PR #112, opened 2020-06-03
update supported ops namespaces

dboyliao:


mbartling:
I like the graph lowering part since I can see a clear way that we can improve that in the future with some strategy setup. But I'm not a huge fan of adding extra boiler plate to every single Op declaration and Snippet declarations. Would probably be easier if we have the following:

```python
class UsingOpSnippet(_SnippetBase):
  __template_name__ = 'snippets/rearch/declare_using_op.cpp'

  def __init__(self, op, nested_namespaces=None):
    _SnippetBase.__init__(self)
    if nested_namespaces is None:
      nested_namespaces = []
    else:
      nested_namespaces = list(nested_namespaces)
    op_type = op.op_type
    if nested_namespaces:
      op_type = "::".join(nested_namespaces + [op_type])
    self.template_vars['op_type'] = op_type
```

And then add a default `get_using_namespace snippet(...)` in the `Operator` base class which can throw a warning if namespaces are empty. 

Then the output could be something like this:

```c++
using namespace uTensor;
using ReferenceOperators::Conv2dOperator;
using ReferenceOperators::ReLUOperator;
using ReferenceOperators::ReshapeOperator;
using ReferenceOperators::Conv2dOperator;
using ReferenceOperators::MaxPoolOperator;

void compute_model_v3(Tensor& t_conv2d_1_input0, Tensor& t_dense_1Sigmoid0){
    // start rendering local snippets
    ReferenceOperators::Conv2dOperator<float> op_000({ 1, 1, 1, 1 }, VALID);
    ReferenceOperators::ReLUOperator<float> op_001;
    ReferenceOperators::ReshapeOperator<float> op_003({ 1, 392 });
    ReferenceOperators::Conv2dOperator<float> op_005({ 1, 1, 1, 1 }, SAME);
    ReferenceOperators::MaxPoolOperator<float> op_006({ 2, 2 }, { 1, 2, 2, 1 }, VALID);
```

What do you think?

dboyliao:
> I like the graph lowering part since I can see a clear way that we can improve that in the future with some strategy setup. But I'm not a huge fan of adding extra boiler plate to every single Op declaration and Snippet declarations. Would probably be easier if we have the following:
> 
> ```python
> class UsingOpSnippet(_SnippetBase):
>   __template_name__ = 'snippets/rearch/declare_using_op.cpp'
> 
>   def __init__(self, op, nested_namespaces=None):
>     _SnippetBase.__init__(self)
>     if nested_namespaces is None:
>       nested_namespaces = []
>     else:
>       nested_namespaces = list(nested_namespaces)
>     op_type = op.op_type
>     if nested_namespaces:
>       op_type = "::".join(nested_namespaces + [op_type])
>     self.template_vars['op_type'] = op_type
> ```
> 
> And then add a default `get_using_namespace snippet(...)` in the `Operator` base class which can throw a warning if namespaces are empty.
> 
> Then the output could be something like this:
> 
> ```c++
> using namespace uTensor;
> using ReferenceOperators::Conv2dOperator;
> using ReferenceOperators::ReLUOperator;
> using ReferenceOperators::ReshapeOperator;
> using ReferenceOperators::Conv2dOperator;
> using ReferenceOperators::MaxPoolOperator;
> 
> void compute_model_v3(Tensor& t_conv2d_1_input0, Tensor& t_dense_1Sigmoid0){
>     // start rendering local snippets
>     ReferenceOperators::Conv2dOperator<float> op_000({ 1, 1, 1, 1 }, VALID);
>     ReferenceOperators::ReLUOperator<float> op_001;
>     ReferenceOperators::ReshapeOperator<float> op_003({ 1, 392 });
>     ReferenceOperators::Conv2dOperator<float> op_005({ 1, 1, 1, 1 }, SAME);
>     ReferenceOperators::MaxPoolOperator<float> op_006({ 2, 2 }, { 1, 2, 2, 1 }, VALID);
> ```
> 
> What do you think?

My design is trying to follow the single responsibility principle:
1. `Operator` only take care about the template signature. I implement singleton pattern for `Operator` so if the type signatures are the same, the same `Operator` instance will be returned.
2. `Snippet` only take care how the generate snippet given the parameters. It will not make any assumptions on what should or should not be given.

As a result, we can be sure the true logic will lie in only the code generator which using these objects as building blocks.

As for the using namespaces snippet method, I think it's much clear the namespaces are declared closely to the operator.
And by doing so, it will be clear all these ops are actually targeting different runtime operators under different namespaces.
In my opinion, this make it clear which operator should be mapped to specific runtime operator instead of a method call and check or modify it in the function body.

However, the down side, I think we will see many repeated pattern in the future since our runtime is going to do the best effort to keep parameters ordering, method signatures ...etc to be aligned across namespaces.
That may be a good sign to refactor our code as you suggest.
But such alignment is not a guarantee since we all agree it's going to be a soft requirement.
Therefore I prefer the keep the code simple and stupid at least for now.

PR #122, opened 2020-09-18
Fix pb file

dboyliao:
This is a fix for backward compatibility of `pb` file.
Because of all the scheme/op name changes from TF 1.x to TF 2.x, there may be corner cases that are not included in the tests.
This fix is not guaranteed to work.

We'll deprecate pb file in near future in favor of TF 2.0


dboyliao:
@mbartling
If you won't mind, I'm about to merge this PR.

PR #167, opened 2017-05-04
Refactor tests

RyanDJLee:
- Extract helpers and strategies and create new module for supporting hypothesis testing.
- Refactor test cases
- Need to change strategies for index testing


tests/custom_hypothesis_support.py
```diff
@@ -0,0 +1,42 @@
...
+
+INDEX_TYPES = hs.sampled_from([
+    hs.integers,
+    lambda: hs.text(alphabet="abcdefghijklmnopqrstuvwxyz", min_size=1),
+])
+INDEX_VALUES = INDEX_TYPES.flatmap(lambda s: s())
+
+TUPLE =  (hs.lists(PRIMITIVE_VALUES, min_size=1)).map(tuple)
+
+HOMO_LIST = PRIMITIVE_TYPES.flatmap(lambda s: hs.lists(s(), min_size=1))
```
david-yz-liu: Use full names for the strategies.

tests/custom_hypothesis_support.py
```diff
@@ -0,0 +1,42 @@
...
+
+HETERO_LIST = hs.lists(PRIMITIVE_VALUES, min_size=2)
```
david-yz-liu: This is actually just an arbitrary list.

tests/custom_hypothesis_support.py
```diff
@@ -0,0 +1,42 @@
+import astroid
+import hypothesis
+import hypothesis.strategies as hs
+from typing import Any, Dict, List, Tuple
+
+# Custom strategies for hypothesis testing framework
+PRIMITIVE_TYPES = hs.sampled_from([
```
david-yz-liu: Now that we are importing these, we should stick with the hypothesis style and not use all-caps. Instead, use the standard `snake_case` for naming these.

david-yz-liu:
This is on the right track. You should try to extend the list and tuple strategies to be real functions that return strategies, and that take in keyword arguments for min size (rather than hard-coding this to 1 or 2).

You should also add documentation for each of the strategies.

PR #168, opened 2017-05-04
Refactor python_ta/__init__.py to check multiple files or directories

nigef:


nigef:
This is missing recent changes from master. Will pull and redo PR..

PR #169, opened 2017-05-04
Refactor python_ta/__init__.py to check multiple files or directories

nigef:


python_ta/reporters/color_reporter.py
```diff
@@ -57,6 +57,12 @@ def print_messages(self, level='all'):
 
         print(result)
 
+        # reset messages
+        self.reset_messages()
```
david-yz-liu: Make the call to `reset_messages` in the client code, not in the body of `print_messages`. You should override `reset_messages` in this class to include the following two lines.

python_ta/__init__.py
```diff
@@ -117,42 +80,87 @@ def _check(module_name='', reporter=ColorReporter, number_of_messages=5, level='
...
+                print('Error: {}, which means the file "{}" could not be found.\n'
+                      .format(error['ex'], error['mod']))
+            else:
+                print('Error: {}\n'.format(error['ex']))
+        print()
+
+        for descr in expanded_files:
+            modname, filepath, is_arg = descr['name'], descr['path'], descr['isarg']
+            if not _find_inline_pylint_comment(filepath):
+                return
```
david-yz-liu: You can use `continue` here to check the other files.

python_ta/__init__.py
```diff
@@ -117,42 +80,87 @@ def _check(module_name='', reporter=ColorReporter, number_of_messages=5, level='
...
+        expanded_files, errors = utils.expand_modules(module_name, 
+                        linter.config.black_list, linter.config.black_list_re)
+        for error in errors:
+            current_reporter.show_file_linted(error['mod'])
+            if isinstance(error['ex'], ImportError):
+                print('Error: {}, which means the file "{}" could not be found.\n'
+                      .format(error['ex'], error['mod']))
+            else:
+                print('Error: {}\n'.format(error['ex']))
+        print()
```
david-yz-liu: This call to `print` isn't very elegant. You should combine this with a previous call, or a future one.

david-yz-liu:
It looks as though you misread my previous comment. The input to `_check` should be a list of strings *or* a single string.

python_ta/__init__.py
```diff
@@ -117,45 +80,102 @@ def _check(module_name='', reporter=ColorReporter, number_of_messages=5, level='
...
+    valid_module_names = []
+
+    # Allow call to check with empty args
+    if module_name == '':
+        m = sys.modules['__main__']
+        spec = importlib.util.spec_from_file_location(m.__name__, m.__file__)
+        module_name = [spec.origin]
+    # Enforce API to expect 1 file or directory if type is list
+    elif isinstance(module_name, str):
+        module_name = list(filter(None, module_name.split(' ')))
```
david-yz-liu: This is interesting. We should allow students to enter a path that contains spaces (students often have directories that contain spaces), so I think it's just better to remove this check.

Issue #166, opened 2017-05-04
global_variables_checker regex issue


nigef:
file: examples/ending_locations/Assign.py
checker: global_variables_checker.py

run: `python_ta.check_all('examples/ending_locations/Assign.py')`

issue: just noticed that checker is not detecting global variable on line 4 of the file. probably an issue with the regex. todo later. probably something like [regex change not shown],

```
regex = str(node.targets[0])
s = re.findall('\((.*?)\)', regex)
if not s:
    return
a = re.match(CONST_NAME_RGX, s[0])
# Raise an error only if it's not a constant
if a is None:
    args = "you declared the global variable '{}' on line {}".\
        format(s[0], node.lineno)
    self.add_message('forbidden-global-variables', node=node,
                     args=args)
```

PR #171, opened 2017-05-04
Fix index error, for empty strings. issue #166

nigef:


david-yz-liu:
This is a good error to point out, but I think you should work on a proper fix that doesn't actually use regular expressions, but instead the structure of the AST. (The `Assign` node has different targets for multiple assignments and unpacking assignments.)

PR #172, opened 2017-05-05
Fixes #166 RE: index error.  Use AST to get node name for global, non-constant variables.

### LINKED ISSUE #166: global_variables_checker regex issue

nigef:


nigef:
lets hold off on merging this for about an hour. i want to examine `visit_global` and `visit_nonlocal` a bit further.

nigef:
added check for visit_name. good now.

* * *

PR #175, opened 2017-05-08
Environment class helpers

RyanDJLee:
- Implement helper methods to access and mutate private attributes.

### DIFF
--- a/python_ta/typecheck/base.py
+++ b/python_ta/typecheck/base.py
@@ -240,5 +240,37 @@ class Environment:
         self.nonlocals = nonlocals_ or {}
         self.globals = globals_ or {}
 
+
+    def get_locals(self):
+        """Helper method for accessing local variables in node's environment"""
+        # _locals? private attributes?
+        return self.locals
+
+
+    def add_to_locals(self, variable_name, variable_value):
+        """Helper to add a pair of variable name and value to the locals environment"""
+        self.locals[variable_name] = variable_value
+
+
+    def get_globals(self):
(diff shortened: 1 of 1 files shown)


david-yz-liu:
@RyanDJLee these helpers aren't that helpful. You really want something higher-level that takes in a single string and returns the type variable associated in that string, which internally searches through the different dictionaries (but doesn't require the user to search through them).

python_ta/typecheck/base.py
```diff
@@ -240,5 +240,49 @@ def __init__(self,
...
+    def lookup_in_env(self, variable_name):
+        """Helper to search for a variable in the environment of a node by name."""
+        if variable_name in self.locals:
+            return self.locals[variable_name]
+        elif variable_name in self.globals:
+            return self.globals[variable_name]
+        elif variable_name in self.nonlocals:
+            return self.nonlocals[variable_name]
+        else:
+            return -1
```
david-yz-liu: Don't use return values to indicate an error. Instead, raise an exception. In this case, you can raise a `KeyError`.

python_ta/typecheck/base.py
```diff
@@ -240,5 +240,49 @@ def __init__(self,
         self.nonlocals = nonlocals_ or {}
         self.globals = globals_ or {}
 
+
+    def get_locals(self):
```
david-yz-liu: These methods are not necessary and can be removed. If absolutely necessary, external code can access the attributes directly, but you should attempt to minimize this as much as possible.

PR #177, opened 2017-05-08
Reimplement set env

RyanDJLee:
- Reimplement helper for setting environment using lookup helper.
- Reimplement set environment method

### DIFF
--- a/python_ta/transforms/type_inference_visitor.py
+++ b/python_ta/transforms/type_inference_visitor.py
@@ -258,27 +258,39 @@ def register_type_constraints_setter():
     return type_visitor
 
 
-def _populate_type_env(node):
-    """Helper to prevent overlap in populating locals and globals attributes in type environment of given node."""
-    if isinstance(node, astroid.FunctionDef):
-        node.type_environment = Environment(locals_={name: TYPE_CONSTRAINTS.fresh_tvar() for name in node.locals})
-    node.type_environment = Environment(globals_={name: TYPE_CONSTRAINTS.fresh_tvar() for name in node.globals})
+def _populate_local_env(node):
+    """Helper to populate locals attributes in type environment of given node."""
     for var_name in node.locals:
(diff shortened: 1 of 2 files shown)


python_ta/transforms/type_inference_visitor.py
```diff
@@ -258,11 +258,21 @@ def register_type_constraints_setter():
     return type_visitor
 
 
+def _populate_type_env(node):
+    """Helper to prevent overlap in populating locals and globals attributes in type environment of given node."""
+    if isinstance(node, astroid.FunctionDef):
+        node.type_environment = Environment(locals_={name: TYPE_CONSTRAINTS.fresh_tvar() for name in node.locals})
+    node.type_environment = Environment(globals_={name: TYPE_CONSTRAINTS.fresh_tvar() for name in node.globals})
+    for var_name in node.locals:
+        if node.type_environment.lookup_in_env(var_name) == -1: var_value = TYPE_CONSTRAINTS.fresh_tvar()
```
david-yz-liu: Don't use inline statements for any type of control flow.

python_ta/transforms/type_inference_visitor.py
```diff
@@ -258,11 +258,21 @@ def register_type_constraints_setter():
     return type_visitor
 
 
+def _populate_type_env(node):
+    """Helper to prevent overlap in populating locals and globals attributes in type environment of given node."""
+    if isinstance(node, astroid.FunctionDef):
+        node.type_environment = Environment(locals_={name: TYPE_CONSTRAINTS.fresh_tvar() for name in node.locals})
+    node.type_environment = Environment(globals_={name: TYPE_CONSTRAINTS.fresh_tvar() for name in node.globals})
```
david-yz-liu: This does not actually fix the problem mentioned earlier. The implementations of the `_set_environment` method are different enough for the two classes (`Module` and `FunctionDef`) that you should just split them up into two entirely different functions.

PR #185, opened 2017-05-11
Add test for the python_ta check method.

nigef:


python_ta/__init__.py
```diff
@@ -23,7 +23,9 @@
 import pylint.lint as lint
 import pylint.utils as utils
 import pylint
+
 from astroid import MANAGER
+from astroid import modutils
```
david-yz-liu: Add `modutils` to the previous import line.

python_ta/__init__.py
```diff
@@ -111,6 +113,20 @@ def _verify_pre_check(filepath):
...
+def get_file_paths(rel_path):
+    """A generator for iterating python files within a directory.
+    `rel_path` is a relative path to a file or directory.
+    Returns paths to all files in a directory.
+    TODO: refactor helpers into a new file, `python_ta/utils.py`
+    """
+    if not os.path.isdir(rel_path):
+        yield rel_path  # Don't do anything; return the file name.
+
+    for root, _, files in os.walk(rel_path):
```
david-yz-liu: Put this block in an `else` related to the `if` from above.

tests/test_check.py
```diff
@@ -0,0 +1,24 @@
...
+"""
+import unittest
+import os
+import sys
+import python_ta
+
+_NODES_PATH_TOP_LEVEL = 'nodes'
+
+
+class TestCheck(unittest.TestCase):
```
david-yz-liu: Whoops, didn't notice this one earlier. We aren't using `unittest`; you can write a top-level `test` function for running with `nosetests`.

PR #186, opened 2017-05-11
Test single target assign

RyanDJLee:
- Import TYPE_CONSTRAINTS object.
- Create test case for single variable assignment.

→ **Work required**: The response must hold only the lines above from the line with "My design is" through the line with "PR #122, opened 2020-09-18", each copied exactly, both ends kept.

→ **Exercise solution**:
My design is trying to follow the single responsibility principle:
1. `Operator` only take care about the template signature. I implement singleton pattern for `Operator` so if the type signatures are the same, the same `Operator` instance will be returned.
2. `Snippet` only take care how the generate snippet given the parameters. It will not make any assumptions on what should or should not be given.

As a result, we can be sure the true logic will lie in only the code generator which using these objects as building blocks.

As for the using namespaces snippet method, I think it's much clear the namespaces are declared closely to the operator.
And by doing so, it will be clear all these ops are actually targeting different runtime operators under different namespaces.
In my opinion, this make it clear which operator should be mapped to specific runtime operator instead of a method call and check or modify it in the function body.

However, the down side, I think we will see many repeated pattern in the future since our runtime is going to do the best effort to keep parameters ordering, method signatures ...etc to be aligned across namespaces.
That may be a good sign to refactor our code as you suggest.
But such alignment is not a guarantee since we all agree it's going to be a soft requirement.
Therefore I prefer the keep the code simple and stupid at least for now.

PR #122, opened 2020-09-18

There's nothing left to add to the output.